Richard Price on giving thanks for the principles of the Revolution of 1688 (1789)

Richard Price

Found in A Discourse on the Love of Our Country

The Welsh Presbyterian minister Richard Price (1723-1791) argues that it is not enough to be satisfied with giving thanks for the partial liberties we now enjoy but to endeavour “to extend and improve” them:

We have, therefore, on this occasion, peculiar reasons for thanksgiving—But let us remember that we ought not to satisfy ourselves with thanksgivings. Our gratitude, if genuine, will be accompanied with endeavours to give stability to the deliverance our country has obtained, and to extend and improve the happiness with which the Revolution has blest us—Let us, in particular, take care not to forget the principles of the Revolution. …

I would farther direct you to remember, that though the Revolution was a great work, it was by no means a perfect work; and that all was not then gained which was necessary to put the kingdom in the secure and complete possession of the blessings of liberty.
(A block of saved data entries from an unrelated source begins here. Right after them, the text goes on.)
PR #372, opened 2019-01-21
minLength for non-empty attributes, add schemaurl

fabiojose:

### DIFF
--- a/spec.json
+++ b/spec.json
@@ -2,7 +2,9 @@
   "$ref": "#/definitions/event",
   "definitions": {
     "specversion": {
-      "type": "string"
+      "type": "string",
+      "minLength": 1,
+      "const": "0.2"
     },
     "contenttype": {
       "type": "string"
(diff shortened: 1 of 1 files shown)


duglin:
nice!
LGTM

spec.json
```diff
@@ -2,7 +2,9 @@
   "$ref": "#/definitions/event",
   "definitions": {
     "specversion": {
-      "type": "string"
+      "type": "string",
+      "minLength": 1,
+      "const": "0.2"
```
Tapppi: Does this mean that no other values than `0.2` are allowed? If so, this also affects how this schema can be used.

Previously one could validate events with schemas across versions, but after this PR one could only use the same version of the spec as the version of the event (as the `const` here wouldn't match across versions). This might not be a problem pre-v1.0 when there are breaking changes in the schema anyway, meaning you will probably need the correct schema for the event version being used anyway, but post-v1.0 I would expect this schema to mostly stay intact across minor versions.

If we want to outline that one should hold the schemas for all versions and validate with the schema of the event version, that's fine and surely has other advantages as well as disadvantages, but it is a process definition that should be discussed.

duglin: ping @fabiojose ^^

duglin:
Approved on the Jan 31st call.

Little did Price know when he uttered these words in November 1789 how many of the liberties he held dear and for which he was giving thanks would be destroyed by the British government during the course of the 25 year war against the French Revolution. There was the arrest of supporters of the French Revolution, the censorship of books and newspapers, the imposition of hefty taxes (including a temporary income tax) to fund the war, taking the Bank of England off the gold standard and the inflation of the money supply, not to mention the taking of so many lives. All this was done to stop the spread of Republican ideas and to restore the overthrown Bourbon monarch to the throne of France. Since he died two years later he did not live to see the fulls cope of the British government’s destruction of “the blessings of liberty,” but a bit further on in the Discourse he does seem to have a premonition about the dangers to liberty of “domestic enemies” who used the threat of war to instill in the people “a blind and slavish submission” to the state.